─── Task data ───

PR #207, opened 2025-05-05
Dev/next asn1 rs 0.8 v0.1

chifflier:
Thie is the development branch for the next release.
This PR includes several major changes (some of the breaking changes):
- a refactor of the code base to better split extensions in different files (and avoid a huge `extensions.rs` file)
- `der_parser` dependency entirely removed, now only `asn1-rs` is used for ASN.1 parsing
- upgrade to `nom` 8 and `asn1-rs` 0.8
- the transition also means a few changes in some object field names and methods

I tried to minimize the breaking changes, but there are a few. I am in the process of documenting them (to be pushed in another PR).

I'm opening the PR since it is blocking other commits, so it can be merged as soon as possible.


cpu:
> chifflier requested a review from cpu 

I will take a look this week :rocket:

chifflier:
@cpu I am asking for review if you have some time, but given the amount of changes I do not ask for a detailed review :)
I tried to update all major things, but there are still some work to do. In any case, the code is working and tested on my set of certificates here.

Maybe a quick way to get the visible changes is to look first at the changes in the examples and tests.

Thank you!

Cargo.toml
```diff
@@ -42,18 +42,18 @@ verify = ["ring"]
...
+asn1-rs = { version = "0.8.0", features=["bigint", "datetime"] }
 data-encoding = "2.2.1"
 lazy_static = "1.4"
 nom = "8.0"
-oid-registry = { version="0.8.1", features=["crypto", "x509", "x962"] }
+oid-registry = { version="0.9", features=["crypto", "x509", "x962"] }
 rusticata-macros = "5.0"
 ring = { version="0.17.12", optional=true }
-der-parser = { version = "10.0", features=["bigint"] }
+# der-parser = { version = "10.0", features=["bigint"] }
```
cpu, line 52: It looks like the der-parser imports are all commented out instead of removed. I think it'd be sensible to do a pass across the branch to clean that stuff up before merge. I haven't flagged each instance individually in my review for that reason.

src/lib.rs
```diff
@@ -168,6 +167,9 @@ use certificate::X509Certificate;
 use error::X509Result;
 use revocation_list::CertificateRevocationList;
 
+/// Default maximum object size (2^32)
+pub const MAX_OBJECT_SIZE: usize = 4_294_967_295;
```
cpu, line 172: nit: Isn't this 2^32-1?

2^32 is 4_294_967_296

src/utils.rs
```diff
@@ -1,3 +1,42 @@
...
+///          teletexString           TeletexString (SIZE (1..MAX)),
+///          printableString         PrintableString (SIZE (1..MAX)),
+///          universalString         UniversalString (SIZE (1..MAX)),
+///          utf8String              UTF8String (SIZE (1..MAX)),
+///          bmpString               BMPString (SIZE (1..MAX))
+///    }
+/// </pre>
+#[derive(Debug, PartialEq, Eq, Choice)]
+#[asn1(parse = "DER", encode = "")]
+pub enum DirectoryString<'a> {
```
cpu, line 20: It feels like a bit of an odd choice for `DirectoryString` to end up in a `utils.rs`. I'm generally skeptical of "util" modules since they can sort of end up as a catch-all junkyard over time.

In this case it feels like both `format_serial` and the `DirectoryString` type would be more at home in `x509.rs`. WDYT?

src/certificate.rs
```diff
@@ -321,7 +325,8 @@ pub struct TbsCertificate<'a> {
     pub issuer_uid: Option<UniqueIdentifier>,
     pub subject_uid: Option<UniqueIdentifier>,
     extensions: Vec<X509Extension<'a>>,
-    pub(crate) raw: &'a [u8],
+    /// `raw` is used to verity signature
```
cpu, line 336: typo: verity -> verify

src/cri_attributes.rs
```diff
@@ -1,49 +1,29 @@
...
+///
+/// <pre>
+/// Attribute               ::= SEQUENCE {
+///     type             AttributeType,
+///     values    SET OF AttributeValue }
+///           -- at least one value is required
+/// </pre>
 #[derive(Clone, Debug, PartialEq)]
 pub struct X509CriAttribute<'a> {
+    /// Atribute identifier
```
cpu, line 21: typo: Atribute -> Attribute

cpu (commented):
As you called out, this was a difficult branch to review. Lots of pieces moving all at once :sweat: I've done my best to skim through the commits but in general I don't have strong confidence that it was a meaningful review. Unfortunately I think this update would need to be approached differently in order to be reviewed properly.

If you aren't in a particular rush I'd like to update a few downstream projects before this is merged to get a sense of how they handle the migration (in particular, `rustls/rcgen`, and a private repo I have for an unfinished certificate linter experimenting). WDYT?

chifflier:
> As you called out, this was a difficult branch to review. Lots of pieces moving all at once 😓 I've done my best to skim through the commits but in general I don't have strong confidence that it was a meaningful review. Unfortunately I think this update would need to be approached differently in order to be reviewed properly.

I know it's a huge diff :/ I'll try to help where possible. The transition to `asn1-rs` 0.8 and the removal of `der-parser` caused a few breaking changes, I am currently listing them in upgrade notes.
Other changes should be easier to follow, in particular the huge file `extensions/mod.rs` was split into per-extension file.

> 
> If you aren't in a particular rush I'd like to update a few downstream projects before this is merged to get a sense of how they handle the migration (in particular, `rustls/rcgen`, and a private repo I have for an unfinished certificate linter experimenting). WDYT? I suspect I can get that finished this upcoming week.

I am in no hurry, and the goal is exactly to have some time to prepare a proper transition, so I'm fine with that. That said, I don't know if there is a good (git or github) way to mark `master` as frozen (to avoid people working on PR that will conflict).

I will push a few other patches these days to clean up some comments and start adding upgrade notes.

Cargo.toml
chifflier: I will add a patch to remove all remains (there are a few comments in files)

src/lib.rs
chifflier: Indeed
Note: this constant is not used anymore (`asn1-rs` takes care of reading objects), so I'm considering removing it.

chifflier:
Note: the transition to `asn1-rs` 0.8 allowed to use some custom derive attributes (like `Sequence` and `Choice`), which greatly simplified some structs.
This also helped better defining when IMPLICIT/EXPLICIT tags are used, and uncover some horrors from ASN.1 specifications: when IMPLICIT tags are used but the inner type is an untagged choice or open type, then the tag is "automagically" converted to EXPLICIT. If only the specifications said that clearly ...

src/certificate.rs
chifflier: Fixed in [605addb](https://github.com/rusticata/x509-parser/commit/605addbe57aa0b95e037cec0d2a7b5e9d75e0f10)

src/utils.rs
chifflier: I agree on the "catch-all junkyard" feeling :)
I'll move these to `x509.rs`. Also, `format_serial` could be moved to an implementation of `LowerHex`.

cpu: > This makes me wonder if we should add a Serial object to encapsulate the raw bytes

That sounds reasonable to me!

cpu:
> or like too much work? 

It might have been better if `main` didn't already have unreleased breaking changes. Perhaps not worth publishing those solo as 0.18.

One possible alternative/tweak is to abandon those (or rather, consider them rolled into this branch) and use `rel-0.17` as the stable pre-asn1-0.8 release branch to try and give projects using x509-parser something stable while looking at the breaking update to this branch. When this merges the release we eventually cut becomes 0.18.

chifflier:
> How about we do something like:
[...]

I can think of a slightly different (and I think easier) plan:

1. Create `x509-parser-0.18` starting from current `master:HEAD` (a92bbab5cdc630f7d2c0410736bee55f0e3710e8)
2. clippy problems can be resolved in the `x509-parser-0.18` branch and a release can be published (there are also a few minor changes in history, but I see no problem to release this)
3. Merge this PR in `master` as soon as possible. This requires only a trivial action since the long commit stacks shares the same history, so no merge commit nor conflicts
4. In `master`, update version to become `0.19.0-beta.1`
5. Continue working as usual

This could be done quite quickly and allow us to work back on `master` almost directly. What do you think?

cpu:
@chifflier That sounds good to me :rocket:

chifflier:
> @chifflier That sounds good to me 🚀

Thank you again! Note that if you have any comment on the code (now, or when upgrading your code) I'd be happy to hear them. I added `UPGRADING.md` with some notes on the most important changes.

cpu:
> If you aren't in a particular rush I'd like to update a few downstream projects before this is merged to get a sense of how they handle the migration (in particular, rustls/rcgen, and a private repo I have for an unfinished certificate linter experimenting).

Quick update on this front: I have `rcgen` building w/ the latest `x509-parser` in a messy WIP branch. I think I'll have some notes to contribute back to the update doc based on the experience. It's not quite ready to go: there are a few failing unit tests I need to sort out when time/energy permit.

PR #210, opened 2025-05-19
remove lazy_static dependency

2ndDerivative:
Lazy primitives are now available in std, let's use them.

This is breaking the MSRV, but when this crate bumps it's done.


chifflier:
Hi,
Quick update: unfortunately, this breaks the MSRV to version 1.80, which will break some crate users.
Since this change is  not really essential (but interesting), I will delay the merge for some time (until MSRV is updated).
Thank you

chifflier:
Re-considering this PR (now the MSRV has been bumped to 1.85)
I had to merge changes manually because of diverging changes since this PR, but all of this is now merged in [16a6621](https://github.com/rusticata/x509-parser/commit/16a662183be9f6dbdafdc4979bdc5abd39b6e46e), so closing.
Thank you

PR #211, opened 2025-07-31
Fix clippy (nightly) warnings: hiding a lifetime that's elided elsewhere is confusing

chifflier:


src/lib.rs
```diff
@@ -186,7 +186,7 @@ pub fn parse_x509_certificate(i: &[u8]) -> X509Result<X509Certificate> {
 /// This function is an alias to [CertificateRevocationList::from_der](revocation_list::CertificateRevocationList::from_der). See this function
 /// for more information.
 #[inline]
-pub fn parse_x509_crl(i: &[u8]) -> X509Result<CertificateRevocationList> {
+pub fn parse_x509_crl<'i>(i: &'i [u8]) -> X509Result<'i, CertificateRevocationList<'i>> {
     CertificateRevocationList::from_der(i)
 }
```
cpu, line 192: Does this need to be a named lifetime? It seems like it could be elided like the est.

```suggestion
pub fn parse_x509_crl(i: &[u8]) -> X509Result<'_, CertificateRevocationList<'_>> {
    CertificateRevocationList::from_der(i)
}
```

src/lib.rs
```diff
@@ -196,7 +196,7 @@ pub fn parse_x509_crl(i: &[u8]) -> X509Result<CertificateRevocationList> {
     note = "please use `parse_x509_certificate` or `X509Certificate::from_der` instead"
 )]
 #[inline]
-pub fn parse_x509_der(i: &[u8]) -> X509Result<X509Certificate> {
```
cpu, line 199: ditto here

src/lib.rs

───

• Task statement:
Please copy each line of the material that has the string "Lots" somewhere in it.

• Result below:
As you called out, this was a difficult branch to review. Lots of pieces moving all at once :sweat: I've done my best to skim through the commits but in general I don't have strong confidence that it was a meaningful review. Unfortunately I think this update would need to be approached differently in order to be reviewed properly.
> As you called out, this was a difficult branch to review. Lots of pieces moving all at once 😓 I've done my best to skim through the commits but in general I don't have strong confidence that it was a meaningful review. Unfortunately I think this update would need to be approached differently in order to be reviewed properly.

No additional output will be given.